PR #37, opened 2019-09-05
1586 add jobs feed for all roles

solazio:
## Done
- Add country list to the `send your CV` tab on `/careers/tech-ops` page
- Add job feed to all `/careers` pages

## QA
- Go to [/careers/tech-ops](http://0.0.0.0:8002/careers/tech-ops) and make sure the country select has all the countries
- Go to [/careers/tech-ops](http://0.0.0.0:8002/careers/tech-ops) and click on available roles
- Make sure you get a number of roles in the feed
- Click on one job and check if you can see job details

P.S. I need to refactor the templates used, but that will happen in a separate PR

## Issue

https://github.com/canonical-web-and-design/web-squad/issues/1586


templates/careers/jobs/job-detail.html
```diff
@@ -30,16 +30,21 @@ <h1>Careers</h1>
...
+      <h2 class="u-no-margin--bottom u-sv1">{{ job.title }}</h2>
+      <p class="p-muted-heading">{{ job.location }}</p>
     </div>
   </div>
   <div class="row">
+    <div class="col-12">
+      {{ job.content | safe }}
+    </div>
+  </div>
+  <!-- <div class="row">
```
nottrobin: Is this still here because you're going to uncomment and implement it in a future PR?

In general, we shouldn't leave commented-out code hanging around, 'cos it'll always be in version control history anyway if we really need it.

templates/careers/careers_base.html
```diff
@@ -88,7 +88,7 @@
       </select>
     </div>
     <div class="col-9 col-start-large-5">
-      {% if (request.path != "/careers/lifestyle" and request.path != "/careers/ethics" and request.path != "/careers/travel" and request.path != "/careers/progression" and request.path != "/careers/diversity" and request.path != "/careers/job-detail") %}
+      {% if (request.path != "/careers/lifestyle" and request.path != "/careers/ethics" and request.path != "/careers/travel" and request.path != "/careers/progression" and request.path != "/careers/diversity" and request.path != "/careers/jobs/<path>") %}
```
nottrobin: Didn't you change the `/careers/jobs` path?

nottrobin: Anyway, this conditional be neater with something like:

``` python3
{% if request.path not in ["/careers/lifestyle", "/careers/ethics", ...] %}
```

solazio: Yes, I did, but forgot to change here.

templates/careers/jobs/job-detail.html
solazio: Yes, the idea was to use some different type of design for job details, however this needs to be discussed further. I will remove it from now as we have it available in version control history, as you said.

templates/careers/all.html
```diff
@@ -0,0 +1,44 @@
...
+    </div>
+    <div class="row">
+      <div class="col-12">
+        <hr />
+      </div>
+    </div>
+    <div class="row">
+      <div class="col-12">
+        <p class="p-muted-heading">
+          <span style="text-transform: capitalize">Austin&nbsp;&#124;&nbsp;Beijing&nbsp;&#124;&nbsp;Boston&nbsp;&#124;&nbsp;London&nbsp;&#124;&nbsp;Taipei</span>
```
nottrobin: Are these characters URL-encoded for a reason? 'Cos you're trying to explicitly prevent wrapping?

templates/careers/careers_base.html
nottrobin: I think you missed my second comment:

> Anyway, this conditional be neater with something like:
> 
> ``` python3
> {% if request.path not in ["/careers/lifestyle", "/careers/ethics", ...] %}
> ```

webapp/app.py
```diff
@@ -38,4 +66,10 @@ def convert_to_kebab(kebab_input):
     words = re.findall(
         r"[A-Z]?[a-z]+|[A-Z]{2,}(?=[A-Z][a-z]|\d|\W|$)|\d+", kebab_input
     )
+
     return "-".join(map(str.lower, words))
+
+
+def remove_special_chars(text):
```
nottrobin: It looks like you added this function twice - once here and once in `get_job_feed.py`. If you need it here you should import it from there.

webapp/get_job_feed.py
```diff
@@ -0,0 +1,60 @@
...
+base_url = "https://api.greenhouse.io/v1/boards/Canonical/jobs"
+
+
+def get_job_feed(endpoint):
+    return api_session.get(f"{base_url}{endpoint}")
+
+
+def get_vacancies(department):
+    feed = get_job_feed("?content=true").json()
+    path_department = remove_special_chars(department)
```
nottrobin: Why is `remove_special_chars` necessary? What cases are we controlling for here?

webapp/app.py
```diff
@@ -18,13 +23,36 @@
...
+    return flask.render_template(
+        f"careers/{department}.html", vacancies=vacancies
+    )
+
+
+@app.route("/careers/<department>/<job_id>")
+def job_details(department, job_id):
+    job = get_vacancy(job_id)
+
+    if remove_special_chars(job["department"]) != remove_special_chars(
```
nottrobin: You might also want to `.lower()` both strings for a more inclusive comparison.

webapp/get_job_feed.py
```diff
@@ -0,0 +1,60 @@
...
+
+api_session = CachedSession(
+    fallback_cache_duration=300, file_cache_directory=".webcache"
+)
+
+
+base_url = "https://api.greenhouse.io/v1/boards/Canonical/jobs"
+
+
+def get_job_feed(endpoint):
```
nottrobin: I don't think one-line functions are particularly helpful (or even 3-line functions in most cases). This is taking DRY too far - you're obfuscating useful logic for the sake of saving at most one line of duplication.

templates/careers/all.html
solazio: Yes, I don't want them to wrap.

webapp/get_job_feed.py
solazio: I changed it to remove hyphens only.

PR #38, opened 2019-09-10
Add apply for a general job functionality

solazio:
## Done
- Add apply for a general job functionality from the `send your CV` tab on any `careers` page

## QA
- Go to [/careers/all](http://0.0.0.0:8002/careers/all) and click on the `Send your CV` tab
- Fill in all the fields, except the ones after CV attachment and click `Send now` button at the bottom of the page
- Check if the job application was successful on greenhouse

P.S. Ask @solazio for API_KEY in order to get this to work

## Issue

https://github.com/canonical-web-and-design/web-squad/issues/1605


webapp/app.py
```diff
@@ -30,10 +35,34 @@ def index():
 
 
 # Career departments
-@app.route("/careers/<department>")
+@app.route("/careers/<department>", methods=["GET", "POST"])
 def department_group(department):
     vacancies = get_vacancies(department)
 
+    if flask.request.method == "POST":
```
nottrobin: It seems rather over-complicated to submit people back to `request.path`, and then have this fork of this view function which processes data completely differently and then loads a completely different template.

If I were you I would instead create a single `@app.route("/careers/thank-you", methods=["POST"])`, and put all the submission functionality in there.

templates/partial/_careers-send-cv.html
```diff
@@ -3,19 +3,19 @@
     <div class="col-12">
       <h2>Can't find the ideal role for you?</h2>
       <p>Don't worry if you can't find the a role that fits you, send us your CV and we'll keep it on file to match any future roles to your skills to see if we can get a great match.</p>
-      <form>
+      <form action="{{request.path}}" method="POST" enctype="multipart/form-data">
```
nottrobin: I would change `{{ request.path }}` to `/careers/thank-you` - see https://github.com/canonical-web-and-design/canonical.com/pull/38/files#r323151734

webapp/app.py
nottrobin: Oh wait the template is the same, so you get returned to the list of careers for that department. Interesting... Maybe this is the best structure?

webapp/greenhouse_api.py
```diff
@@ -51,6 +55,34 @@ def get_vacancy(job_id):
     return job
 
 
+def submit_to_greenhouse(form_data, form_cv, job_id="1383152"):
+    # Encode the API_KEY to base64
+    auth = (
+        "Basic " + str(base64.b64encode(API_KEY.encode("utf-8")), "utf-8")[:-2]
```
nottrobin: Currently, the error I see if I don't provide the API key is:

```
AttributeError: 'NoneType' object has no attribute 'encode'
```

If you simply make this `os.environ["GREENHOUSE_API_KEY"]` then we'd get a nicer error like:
——
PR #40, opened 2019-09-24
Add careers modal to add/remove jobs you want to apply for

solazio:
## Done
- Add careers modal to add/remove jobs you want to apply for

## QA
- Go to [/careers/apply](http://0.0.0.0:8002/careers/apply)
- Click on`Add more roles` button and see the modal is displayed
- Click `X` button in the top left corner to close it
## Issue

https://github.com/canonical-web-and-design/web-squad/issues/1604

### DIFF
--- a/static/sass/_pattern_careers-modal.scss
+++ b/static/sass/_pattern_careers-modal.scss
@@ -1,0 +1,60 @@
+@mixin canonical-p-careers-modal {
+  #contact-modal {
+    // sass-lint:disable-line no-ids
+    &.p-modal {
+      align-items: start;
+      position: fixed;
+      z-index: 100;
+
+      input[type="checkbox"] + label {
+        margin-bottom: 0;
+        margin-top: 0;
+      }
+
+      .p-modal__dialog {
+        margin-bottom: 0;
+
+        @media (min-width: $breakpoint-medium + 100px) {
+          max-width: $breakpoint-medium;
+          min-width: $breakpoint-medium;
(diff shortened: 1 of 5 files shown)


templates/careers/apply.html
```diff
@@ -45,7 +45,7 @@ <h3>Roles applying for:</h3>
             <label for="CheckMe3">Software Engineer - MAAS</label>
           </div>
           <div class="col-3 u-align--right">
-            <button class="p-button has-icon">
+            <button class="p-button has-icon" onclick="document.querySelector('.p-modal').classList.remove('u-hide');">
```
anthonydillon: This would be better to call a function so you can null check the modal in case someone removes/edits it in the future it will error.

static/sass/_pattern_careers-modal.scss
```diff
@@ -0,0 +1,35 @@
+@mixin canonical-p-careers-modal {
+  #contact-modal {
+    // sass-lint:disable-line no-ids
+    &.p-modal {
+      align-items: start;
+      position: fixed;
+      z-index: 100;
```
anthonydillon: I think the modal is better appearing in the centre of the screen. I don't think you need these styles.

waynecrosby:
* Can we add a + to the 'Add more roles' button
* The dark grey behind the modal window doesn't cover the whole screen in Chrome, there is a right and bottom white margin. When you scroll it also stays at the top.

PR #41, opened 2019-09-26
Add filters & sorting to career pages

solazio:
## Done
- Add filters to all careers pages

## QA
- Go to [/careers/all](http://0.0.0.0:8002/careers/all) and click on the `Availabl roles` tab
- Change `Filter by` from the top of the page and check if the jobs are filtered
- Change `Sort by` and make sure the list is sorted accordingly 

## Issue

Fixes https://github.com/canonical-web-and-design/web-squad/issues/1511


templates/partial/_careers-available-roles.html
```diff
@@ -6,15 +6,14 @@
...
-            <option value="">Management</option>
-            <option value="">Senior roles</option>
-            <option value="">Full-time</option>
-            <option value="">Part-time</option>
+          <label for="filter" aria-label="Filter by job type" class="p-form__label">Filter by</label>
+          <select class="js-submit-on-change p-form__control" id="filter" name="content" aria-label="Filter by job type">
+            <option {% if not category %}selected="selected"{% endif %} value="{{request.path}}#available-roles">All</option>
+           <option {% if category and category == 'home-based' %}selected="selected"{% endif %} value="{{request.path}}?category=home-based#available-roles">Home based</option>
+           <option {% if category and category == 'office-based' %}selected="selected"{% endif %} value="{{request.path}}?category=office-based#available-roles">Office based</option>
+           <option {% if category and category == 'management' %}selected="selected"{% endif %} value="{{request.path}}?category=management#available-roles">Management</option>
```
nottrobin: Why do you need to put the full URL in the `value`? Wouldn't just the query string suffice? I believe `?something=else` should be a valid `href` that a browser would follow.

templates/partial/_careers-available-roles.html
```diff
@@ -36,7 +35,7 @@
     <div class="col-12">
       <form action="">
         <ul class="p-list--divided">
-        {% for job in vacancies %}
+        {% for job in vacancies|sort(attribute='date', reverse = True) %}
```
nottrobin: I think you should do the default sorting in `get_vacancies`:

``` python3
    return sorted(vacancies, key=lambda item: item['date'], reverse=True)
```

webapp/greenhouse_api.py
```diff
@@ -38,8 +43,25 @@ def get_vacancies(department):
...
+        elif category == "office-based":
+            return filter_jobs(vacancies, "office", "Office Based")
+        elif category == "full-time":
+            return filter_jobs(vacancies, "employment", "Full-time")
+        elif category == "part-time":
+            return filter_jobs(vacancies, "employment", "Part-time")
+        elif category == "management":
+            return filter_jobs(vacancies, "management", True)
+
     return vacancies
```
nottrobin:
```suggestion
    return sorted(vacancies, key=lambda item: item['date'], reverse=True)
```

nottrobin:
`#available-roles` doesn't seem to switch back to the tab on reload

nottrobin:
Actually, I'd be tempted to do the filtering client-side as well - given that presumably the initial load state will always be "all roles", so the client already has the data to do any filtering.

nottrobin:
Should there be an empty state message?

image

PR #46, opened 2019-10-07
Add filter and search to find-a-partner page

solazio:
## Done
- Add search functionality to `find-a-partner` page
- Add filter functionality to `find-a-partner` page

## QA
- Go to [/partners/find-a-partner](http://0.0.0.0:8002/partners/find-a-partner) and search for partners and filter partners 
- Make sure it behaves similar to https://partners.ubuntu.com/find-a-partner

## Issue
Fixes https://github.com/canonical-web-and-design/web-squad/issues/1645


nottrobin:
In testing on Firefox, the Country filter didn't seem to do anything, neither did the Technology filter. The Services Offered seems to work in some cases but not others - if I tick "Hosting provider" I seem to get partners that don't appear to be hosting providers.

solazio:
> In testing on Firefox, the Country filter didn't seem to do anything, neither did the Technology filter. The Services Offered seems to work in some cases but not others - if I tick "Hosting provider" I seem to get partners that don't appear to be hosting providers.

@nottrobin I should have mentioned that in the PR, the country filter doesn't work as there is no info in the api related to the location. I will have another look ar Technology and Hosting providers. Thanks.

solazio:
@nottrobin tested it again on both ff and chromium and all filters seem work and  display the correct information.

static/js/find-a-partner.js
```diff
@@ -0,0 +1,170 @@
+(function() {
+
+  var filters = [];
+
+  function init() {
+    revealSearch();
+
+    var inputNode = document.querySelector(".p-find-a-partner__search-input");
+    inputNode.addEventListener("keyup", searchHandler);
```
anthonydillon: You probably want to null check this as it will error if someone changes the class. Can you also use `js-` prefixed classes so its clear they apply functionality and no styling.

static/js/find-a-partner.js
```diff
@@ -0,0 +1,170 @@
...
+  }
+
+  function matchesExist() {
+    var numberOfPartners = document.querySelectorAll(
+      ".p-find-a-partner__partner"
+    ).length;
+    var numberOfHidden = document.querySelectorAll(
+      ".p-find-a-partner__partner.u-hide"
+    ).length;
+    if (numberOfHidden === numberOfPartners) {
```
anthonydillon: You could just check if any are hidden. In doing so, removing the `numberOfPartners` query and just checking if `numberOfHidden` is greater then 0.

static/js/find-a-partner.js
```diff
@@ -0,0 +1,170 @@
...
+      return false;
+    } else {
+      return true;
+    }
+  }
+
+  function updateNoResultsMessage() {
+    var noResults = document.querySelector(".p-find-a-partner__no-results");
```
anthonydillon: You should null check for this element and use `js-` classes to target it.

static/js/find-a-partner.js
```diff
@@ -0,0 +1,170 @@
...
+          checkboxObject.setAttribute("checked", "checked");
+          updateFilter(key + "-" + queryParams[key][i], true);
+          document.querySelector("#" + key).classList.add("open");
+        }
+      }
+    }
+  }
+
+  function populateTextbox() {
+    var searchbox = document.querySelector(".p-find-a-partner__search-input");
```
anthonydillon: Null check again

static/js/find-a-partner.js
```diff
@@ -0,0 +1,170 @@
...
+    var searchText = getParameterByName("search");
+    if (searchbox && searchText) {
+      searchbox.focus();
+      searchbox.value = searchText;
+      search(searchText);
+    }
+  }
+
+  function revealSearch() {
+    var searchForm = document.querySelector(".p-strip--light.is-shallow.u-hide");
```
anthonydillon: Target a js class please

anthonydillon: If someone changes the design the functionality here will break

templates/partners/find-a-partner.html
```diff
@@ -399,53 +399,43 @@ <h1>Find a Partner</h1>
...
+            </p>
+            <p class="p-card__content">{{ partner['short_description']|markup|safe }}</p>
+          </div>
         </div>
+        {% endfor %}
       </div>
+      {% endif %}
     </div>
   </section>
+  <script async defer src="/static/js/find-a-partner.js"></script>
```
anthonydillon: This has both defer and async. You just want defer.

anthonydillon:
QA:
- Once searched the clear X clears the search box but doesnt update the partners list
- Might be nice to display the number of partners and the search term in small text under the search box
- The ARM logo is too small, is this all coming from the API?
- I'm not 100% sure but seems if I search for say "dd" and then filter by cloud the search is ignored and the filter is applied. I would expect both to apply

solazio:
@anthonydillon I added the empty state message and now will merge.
——
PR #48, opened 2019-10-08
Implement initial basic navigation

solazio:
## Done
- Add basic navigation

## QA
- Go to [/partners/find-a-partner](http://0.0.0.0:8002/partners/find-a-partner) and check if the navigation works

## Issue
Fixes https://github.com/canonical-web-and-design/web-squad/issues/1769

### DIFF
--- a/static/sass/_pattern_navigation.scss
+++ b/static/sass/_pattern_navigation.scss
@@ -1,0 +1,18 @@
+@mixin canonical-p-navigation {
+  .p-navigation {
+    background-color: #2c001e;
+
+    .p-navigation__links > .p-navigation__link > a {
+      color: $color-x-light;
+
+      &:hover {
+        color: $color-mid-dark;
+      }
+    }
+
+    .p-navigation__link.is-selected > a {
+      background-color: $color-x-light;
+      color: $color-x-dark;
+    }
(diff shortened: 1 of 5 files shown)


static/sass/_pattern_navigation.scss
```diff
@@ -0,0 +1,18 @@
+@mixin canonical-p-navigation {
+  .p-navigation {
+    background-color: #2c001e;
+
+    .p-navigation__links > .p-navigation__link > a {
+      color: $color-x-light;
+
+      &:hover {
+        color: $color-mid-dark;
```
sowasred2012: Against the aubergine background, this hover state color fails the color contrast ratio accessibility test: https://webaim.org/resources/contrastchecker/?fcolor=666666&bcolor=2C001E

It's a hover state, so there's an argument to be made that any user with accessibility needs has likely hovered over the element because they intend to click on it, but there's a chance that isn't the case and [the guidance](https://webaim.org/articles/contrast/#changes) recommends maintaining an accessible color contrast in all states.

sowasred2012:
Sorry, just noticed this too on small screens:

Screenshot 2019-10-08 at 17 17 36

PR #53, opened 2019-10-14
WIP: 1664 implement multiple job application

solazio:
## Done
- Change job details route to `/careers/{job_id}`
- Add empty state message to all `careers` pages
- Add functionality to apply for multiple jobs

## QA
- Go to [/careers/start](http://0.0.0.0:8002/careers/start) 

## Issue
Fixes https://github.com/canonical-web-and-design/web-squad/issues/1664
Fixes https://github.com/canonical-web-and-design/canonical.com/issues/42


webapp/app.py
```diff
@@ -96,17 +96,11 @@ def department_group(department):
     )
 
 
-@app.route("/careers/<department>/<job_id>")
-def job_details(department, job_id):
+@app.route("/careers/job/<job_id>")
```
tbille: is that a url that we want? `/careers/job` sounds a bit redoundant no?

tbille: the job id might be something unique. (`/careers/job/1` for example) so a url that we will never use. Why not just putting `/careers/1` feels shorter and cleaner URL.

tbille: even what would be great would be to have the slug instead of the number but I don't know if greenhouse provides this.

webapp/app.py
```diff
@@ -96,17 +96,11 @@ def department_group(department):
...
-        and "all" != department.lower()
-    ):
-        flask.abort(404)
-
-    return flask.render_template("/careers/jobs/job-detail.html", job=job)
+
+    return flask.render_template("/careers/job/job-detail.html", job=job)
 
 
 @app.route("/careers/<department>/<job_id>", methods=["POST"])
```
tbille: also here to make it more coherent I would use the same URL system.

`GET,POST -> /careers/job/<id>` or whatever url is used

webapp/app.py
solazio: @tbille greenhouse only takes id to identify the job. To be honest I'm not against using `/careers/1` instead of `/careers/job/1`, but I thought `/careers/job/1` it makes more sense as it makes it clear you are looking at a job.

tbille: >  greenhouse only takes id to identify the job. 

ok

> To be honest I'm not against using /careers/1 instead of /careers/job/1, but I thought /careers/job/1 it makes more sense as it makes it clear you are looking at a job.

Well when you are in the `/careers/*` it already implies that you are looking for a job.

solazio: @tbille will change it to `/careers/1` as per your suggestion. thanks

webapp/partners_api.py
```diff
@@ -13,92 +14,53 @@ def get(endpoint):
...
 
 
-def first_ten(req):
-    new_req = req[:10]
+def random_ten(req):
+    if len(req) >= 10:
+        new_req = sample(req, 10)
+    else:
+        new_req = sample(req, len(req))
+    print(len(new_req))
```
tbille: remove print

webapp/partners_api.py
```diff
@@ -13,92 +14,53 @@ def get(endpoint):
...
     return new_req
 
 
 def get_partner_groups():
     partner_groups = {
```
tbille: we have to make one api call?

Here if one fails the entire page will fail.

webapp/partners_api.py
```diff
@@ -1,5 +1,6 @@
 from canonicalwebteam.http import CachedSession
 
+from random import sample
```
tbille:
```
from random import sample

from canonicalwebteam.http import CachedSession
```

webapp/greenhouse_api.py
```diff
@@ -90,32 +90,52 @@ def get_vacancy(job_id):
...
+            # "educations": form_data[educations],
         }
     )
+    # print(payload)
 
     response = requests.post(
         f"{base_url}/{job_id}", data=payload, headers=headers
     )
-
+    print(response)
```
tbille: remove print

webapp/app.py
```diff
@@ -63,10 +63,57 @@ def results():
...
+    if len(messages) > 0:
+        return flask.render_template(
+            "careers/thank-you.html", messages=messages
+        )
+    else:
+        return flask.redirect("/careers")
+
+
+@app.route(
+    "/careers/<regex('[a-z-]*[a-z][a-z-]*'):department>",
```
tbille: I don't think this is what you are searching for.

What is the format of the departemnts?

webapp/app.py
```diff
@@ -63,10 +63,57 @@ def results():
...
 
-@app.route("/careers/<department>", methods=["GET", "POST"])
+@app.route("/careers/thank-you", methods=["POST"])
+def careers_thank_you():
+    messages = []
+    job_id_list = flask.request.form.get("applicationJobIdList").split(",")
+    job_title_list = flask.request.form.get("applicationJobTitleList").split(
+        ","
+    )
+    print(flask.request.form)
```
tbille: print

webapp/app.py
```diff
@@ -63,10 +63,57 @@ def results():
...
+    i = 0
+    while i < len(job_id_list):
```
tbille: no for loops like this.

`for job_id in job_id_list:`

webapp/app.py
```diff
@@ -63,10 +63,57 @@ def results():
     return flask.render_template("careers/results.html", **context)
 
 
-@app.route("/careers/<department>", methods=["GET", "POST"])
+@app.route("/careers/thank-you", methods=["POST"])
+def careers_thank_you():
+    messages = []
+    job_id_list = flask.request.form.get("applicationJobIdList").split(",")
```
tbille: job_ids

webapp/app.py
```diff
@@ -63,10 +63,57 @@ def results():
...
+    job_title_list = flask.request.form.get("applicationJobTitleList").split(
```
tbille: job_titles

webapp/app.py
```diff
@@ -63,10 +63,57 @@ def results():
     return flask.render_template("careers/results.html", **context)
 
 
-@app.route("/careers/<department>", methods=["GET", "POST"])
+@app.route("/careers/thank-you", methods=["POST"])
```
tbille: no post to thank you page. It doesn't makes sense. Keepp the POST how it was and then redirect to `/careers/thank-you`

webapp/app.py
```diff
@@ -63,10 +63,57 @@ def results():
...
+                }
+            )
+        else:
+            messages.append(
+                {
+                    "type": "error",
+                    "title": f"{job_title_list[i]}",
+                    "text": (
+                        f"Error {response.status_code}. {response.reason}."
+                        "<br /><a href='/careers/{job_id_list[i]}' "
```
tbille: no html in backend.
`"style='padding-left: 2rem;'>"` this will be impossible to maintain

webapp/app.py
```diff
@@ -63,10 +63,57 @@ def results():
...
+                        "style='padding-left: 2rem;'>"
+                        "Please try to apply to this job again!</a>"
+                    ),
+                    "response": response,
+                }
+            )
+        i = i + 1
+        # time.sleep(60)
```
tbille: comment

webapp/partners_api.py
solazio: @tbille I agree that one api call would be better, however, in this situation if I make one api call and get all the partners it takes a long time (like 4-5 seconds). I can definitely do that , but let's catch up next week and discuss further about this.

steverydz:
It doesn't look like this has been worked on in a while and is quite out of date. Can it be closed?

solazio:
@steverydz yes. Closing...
——
* _What the task requires_:
When you reach the line with "PR #37, opened 2019-09-05" in the records above, start writing out lines exactly, and stop once the line with "nottrobin: Is this" has been written; include nothing else.

* _Result below_:
PR #37, opened 2019-09-05
1586 add jobs feed for all roles

solazio:
## Done
- Add country list to the `send your CV` tab on `/careers/tech-ops` page
- Add job feed to all `/careers` pages

## QA
- Go to [/careers/tech-ops](http://0.0.0.0:8002/careers/tech-ops) and make sure the country select has all the countries
- Go to [/careers/tech-ops](http://0.0.0.0:8002/careers/tech-ops) and click on available roles
- Make sure you get a number of roles in the feed
- Click on one job and check if you can see job details

P.S. I need to refactor the templates used, but that will happen in a separate PR

## Issue

https://github.com/canonical-web-and-design/web-squad/issues/1586


templates/careers/jobs/job-detail.html
```diff
@@ -30,16 +30,21 @@ <h1>Careers</h1>
...
+      <h2 class="u-no-margin--bottom u-sv1">{{ job.title }}</h2>
+      <p class="p-muted-heading">{{ job.location }}</p>
     </div>
   </div>
   <div class="row">
+    <div class="col-12">
+      {{ job.content | safe }}
+    </div>
+  </div>
+  <!-- <div class="row">
```
nottrobin: Is this still here because you're going to uncomment and implement it in a future PR?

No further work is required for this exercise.